Bank Leumi co-operation
Julius Baer said today it has entered a strategic co-operation agreement with Leumi, a bank headquartered in Israel with operations in Switzerland, among other locations. Under the agreement, Leumi will refer clients with international private banking needs to Julius Baer, while the Swiss bank will refer clients to Leumi’s domestic banking services in Israel.
In addition, Leumi has also decided it will exit its Swiss- and Luxembourg-based private banking businesses and transfer its respective international private banking clients to Julius Baer. In Switzerland this will be in the form of a business transfer from Leumi Private Bank AG (LPB), while in Luxembourg the intention of the parties is that Julius Baer will purchase Leumi’s local subsidiary, Bank Leumi (Luxembourg) (Leumi Lux).
At the end of June 2014, LPB had approximately SFr5.9 billion assets under management and Leumi Lux approximately SFr1.3 billion AuM.
“LPB and Julius Baer will cooperate closely to ensure a seamless transfer of the majority of the client relationships in Switzerland, including the transfer of associated relationship managers and staff required to ensure the continuity of the client business,” it said.

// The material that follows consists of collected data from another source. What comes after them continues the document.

PR #13932, opened 2025-11-25
feat: use class path string as custom logit processor parameter

pengye91:
## Motivation

1. For built in custom logit processors, instead of importing from sglang package, which requires `sglang` as a dependency for clients, use class path string as the extra parameter.

now we can use the `custom_logit_processor` parameter in client codes without `import sglang` like this:
```python
import openai
from rich.pretty import pprint

client = openai.Client(base_url="http://127.0.0.1:30000/v1", api_key="*")
    model="deepseek-ai/DeepSeek-R1",
    messages=[
        {
            "role": "user",
            "content": "Question: Is Paris the Capital of France?",
        }
    ],
    max_tokens=1024,
    extra_body={
        "custom_logit_processor": "sglang.srt.sampling.custom_logit_processor:DeepSeekR1ThinkingBudgetLogitProcessor",
        "custom_params": {
            "thinking_budget": 512,
        },
    },
)
pprint(response)
```

2. Raise a `ValueError` at request initialization if the passed `custom_logit_processor` parameter is not valid, instead of raising a `RuntimeError` which will directly kill the server.
3. Add a `validate` method in `GenerateReqInput` class for all possible validation process.

## Modifications

1. Added a `validate` method in `GenerateReqInput` class for all possible validation process.
2. Added `_validate_custom_logit_processor` method in `GenerateReqInput` class to validate if the `custom_logit_processor` parameter is valid.
3. Added a `from_class_path` method in `CustomLogitProcessor` class to load the logit processor from class path string.
5. Keep the old custom logit processor loading method for compatibility and for not built-in logit processors.
6. Added related test cases.
7. Added related docs.

## Checklist

### DIFF
--- a/python/sglang/srt/managers/io_struct.py
+++ b/python/sglang/srt/managers/io_struct.py
@@ -26,6 +26,7 @@ from typing import TYPE_CHECKING, Any, Dict, List, Literal, Optional, Union
 from sglang.srt.lora.lora_registry import LoRARef
 from sglang.srt.managers.schedule_batch import BaseFinishReason
 from sglang.srt.multimodal.mm_utils import has_valid_data
+from sglang.srt.sampling.custom_logit_processor import CustomLogitProcessor
 from sglang.srt.sampling.sampling_params import SamplingParams
 from sglang.srt.utils import ImageData
 
@@ -255,6 +256,11 @@ class GenerateReqInput(BaseReq):
             self._normalize_single_inputs()
         else:
             self._normalize_batch_inputs()
+
+    def validate(self):
+        """Validate the request parameters."""
+        self._validate_custom_logit_processor()
+        # TODO: Add more validations as needed
 
     def _validate_inputs(self):
         """Validate that the input configuration is valid."""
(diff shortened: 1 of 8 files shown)


python/sglang/srt/sampling/custom_logit_processor.py
```diff
@@ -20,6 +21,20 @@ def _cache_from_str(json_str: str):
     return dill.loads(bytes.fromhex(data["callable"]))
 
 
+@lru_cache(maxsize=None)
+def _cache_from_class_path(class_path: str):
+    """Get the processor directly from the class path."""
+    class_path_split_list = class_path.split(":")
```
CatherineSue, line 27: Any reason we use `:` as separator?

CatherineSue (commented):
overall LGTM. Might need another peer review from experts. I can approve once CI passes

python/sglang/srt/sampling/custom_logit_processor.py
pengye91: I'm following a common pattern for WSGI applications, like `myapp.wsgi:application`, and `uvicorn run module.path:app_object`, and even [vllm logit processor initialization method](https://docs.vllm.ai/en/latest/features/custom_logitsprocs/#method-1-pass-the-custom-logits-processor-fully-qualified-class-name-fqcn-to-vllm-at-initialization-time), but I can change it to dot separator if that's compatible with SGlang's code style.

acelyc111:
Hi @pengye91, is this work on going? There is a CVE which this PR can resolve https://antiproof.ai/blog/three-rces-in-sglang/, we can push it forward.

python/sglang/srt/managers/io_struct.py
```diff
@@ -256,6 +257,11 @@ def normalize_batch_and_arguments(self):
         else:
             self._normalize_batch_inputs()
 
+    def validate(self):
+        """Validate the request parameters."""
+        self._validate_custom_logit_processor()
+        # TODO: Add more validations as needed
+
     def _validate_inputs(self):
```
acelyc111, line 265: How about moving these `_validate_*` into the newly added `validate()`?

“LPB currently employs 158 staff including 32 RMs in its offices in Zurich and Geneva. The transfer of the client assets is expected to be concluded by the end of 2015, with the majority to be transferred by the end of 2014 / early 2015,” the bank said.
“The targeted acquisition of Leumi Lux by Julius Baer – which presently employs 31 staff of which eight are relationship managers – is expected to be completed by the end of the first quarter of 2015, subject to regulatory approvals. Following the closing, the entity is expected to be combined with the local investment advisory business of Julius Baer,” it added.
The total transaction goodwill payable is SFr10 million in cash. The capital impact from the transfer of the Swiss-based business is expected to amount to between SFr60 million and SFr70 million (incl. goodwill payable, required capital and transaction, integration and restructuring costs), assuming that 75 per cent of the client assets will transfer. The transaction in Switzerland is expected to be earnings-per-share neutral in 2015 and should result in a low single-digit percentage accretion from 2016.